**** Provided information ****

PR #264, opened 2022-06-04
Fix performance test script

stevapple:
Fix the performance test script

### Motivation:

_[Explain here the context, and why you're making that change. What is the problem you're trying to solve.]_

### Modifications:

_[Describe the modifications you've done.]_

### Result:

_[After your change, what will change.]_


tomerd:

tomerd (approved):

tomerd:
thanks @stevapple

****

What you are asked to do: Every line that contains the string "test" should be copied from the entries.

Task response:
Fix performance test script
Fix the performance test script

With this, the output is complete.